## Your goal
Scan the lines below for "launch" and copy the matches.

═════ Extracted information

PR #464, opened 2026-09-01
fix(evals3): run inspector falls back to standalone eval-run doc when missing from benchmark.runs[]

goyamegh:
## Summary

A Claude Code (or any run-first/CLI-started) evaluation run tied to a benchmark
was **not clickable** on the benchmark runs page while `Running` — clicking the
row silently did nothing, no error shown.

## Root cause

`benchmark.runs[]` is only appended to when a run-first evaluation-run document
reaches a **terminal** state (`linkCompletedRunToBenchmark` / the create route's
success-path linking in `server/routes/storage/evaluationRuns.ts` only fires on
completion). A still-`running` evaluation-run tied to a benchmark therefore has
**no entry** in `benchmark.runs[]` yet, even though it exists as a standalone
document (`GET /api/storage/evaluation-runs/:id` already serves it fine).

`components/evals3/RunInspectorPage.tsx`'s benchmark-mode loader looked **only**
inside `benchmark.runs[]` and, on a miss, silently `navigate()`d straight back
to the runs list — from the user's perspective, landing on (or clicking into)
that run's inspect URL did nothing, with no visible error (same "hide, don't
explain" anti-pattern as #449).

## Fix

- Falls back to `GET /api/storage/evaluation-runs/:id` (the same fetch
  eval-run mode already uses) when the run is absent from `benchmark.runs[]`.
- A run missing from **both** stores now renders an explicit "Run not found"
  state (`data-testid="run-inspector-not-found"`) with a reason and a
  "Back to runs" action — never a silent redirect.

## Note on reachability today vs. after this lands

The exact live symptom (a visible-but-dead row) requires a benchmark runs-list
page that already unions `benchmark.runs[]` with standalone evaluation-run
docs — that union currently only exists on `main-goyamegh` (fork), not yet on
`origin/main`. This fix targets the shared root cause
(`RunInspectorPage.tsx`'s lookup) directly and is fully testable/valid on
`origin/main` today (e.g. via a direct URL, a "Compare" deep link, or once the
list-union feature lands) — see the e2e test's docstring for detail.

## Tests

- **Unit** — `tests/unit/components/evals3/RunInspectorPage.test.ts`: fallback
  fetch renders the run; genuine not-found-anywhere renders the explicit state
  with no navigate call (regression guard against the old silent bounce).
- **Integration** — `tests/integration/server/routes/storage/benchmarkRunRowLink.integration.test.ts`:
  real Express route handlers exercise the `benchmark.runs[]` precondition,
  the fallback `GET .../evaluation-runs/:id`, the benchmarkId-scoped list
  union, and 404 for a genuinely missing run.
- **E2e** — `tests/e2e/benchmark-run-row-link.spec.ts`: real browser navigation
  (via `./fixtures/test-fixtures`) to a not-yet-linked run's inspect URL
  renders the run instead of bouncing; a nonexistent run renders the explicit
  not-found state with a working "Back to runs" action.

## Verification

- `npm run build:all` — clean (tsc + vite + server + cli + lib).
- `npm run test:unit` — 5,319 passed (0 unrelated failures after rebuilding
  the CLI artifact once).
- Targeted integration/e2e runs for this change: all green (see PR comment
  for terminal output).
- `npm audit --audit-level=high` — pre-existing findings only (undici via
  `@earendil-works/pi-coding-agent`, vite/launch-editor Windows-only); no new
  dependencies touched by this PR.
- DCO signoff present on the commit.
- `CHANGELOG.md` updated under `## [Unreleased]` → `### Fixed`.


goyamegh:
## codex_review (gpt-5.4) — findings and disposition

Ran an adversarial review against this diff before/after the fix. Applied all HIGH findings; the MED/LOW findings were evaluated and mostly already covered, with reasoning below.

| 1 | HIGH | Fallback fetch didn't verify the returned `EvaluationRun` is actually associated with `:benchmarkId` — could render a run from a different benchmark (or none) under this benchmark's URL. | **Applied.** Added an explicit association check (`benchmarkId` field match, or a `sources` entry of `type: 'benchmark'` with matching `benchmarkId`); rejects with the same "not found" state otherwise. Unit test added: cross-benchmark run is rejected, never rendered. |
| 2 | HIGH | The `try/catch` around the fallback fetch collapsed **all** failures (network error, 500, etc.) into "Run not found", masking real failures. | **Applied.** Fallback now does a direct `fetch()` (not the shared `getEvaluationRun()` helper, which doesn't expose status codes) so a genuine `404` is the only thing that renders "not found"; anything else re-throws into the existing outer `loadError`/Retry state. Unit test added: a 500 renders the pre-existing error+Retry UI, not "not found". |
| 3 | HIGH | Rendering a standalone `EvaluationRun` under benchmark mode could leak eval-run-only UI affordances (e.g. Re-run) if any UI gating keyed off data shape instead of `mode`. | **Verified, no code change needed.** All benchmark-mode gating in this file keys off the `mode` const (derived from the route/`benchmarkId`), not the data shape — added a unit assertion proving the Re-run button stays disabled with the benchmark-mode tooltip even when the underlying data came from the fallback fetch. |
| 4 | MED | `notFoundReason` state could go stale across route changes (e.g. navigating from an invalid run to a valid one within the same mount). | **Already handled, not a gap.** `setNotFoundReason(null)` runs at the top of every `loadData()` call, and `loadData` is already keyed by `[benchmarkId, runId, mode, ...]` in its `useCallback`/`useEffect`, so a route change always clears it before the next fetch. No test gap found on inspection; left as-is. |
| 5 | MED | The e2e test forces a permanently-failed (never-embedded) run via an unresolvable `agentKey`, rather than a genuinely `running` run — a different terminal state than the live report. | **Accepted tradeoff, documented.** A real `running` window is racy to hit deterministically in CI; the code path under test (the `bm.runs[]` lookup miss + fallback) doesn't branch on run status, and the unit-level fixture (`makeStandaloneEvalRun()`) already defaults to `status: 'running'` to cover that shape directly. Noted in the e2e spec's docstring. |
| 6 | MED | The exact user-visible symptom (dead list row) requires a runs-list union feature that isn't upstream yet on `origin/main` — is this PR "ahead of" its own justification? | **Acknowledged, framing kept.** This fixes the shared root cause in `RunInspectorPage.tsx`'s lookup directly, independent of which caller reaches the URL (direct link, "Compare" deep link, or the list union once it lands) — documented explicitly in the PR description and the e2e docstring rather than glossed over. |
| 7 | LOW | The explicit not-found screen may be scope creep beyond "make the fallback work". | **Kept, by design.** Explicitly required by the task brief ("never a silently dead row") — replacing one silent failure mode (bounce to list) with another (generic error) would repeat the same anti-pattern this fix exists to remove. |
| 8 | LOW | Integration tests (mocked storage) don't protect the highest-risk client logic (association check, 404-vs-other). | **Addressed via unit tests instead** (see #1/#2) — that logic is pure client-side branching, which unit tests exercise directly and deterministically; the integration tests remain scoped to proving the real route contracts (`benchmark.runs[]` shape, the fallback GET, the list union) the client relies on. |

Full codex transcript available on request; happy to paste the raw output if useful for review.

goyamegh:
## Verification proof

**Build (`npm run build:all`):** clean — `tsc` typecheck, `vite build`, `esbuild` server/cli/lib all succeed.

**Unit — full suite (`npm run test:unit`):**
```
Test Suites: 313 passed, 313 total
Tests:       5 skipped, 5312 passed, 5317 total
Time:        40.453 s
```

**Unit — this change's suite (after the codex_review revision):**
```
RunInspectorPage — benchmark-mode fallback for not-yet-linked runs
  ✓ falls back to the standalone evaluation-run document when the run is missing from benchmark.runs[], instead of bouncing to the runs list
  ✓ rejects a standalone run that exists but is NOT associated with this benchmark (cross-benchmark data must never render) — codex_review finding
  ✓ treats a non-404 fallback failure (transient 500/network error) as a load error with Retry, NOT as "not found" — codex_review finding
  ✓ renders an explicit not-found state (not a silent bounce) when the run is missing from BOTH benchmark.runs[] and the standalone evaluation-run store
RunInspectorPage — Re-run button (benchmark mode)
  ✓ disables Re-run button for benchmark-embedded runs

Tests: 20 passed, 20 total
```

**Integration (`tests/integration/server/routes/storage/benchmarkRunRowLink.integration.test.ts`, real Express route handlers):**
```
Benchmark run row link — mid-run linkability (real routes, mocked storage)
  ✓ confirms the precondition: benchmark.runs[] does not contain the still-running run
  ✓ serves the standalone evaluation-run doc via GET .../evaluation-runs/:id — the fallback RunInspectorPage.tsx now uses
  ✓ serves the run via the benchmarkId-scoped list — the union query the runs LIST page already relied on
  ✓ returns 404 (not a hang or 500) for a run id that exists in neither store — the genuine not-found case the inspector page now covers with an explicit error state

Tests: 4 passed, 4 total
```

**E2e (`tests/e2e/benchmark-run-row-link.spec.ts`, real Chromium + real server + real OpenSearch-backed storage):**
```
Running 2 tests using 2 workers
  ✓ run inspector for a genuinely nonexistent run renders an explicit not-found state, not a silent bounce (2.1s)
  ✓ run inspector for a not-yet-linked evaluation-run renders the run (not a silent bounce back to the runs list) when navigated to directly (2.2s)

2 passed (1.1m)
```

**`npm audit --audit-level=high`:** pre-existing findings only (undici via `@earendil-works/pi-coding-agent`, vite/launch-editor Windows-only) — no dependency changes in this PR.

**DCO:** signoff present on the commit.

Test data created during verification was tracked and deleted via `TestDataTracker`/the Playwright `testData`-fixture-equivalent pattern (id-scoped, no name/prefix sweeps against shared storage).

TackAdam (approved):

══════════
═════ Extracted information

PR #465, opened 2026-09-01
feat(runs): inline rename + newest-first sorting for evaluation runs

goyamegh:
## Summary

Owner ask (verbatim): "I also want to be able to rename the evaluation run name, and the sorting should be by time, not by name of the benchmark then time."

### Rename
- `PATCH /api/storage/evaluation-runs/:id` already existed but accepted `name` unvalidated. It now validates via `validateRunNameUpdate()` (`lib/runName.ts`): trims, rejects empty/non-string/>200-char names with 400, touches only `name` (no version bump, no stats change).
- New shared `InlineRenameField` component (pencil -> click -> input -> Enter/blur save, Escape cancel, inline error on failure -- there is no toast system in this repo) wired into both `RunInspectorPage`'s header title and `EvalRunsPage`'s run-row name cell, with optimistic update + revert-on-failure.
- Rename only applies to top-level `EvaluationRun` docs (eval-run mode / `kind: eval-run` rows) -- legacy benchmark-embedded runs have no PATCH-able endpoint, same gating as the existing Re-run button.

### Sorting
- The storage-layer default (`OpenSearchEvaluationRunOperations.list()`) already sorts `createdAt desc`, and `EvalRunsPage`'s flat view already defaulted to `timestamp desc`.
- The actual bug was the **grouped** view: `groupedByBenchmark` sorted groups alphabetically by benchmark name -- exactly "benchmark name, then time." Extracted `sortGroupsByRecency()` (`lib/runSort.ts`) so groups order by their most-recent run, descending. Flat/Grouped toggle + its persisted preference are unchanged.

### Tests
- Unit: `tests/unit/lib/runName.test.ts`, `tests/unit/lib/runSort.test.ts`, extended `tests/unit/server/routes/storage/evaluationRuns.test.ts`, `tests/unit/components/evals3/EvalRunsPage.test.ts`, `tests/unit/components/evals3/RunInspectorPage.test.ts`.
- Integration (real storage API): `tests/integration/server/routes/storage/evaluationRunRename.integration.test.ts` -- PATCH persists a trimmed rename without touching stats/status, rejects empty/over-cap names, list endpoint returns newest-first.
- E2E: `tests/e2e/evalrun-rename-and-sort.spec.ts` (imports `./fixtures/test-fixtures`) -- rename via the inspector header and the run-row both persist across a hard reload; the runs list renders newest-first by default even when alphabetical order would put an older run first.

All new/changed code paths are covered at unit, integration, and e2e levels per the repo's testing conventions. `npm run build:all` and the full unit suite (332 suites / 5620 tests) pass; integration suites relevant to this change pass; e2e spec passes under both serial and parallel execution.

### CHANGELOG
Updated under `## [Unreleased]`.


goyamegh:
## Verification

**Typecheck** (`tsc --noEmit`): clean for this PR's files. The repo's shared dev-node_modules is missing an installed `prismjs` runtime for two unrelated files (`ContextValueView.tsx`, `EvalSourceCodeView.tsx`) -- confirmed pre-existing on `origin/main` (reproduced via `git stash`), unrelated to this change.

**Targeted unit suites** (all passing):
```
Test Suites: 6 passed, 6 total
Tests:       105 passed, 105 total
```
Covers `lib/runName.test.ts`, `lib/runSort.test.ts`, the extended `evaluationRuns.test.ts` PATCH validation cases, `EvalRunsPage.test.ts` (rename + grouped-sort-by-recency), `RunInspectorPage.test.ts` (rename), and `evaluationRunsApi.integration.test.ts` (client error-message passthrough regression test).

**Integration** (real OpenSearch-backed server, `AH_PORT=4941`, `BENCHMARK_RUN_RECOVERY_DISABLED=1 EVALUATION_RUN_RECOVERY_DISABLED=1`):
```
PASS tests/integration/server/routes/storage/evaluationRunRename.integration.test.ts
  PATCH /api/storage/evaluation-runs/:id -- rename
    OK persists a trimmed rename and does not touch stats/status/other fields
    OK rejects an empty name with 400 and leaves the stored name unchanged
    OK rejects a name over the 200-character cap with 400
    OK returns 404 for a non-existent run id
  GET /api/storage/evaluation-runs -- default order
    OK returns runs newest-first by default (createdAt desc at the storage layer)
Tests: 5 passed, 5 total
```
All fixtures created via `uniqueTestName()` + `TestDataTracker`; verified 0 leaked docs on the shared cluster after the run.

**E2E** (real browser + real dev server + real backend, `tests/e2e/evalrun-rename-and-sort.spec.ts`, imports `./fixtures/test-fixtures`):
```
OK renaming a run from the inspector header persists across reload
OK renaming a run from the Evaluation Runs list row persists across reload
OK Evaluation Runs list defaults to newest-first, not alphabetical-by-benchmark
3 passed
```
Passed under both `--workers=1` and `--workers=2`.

══════════

## Finished task
  `@earendil-works/pi-coding-agent`, vite/launch-editor Windows-only); no new
**`npm audit --audit-level=high`:** pre-existing findings only (undici via `@earendil-works/pi-coding-agent`, vite/launch-editor Windows-only) — no dependency changes in this PR.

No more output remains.